== Input records ==
Issue #141, opened 2021-02-19
Ensure all tests pass under JDK15


SalusaSecondus:
We must ensure that all of our current tests pass when run under JDK15. Right now some are failing because JDK15 has removed support for certain curves. In the short term we should not test those curves on JDK15. In the long term we should probably completely remove support for those curves and restrict ourselves to a much smaller set of known good curves.

PR #165, opened 2021-08-31
Jdk17 tests

lavaleri:
*Issue #, if available:* #141

*Description of changes:* 

Updates to build on JDK17:
- Upgrade gradle wrapper
- Fix some java doc issues
- separate ECCurve tests by JRE

TODO:
- Update Codebuild to test on JDK17


CMakeLists.txt
```diff
@@ -590,8 +590,19 @@ add_custom_command(
 add_custom_target(tests-jar DEPENDS ${TESTS_JAR})
 set_property(TARGET tests-jar PROPERTY JAR_FILE ${TESTS_JAR})
 
+# These flags are necessary in Java17+ in order for certain unit tests to
+# perform deep reflection on nonpublic members
+if (Java_VERSION_MAJOR VERSION_GREATER_EQUAL 17)
+  set(ADD_OPENS
```
SalusaSecondus, line 596: Let's rename this to `TEST_ADD_OPENS` so that it is even more clear that this is only to be used for tests.

build.gradle
```diff
@@ -437,7 +437,7 @@ if (project.hasProperty('mavenUser') && project.hasProperty('jcecertAlias')) {
         }
     }
 
-    task sign(overwrite: true) {
+    task sign {
```
SalusaSecondus, line 440: Any more context on this change?

tst/com/amazon/corretto/crypto/provider/test/EcGenTest.java
```diff
@@ -52,6 +54,14 @@
 @ResourceLock(value = TestUtil.RESOURCE_GLOBAL, mode = ResourceAccessMode.READ)
 public class EcGenTest {
     public static final String[][] KNOWN_CURVES = new String[][] {
+            // Not supported by Openssl
```
SalusaSecondus, line 57: Let's remove this comment. It is old and I'm not sure what it originally intended. (Same with other copy of this comment elsewhere in the same file.)

tst/com/amazon/corretto/crypto/provider/test/EcGenTest.java
```diff
@@ -146,40 +166,60 @@ public void teardown() {
...
-            // Check encoding/decoding
-            Key bouncedKey = KEY_FACTORY.generatePublic(new X509EncodedKeySpec(nativePair.getPublic().getEncoded()));
-            assertEquals(nativePair.getPublic(), bouncedKey, "Public key survives encoding");
-            bouncedKey = KEY_FACTORY.generatePrivate(new PKCS8EncodedKeySpec(nativePair.getPrivate().getEncoded()));
-            assertEquals(nativePair.getPrivate(), bouncedKey, "Private key survives encoding");
+            testCurveByName(name);
         }
     }
 
+    private void testCurveByName(Object name) throws GeneralSecurityException {
```
SalusaSecondus, line 173: Please have this take a `String` as an argument and force callers to cast.

tst/com/amazon/corretto/crypto/provider/test/EcGenTest.java
```diff
@@ -205,6 +245,8 @@ public void unknownSize() throws GeneralSecurityException {
                 () -> nativeGen.initialize(13));
     }
 
+    // TODO Update EXPLICIT_CURVE to non-legacy curve
```
SalusaSecondus, line 248: Let's fix this now. It isn't that hard to do. Just pull the values from here: https://github.com/corretto/corretto-8/blob/e6eb5c6a8c985ff8f1aa299d87fe5b798b5c2a3e/src/jdk/src/share/classes/sun/security/util/CurveDB.java#L298-L305

build.gradle
lavaleri: With gradle upgrade from 5 to 7, using 'overwrite' is invalid if the task doesn't already exist. If we don't make this change, gradle fails with the error:
```
> Could not create task ':sign'.
   > Unnecessarily replacing a task that does not exist is not supported.  Use create() or register() directly instead.  You attempted to replace a task named 'sign', but there is no existing task with that name.
```
My guess is it was not necessary for `sign` to overwrite in the first place.

SalusaSecondus:
Changes so far look good.

CMakeLists.txt
```diff
@@ -590,8 +590,20 @@ add_custom_command(
 add_custom_target(tests-jar DEPENDS ${TESTS_JAR})
 set_property(TARGET tests-jar PROPERTY JAR_FILE ${TESTS_JAR})
 
+# These flags are necessary in Java17+ in order for certain unit tests to
+# perform deep reflection on nonpublic members
+if (Java_VERSION_MAJOR VERSION_GREATER_EQUAL 17)
```
lavaleri, line 595: Using `Java_VERSION_MAJOR` is not quite right because `JAVA_HOME` can be different from `TEST_JAVA_HOME`.

SalusaSecondus (approved):
LGTM

SalusaSecondus (approved):
Please delete the now unneeded patch file.

SalusaSecondus (dismissed):
LGTM

SalusaSecondus (approved):
LGTM

PR #169, opened 2021-11-29
Add TLS1.3 to local integ tests.

### LINKED ISSUE #166: Update LocalHTTPSIntegrationTest to test TLS 1.3
`LocalHTTPSIntegrationTest` does not currently test TLS 1.3 and we should add support for this.

SalusaSecondus:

== What is needed ==
Only lines with the word "bouncedKey" count here; copy every one from the records.

== Exercise answer ==
-            Key bouncedKey = KEY_FACTORY.generatePublic(new X509EncodedKeySpec(nativePair.getPublic().getEncoded()));
-            assertEquals(nativePair.getPublic(), bouncedKey, "Public key survives encoding");
-            bouncedKey = KEY_FACTORY.generatePrivate(new PKCS8EncodedKeySpec(nativePair.getPrivate().getEncoded()));
-            assertEquals(nativePair.getPrivate(), bouncedKey, "Private key survives encoding");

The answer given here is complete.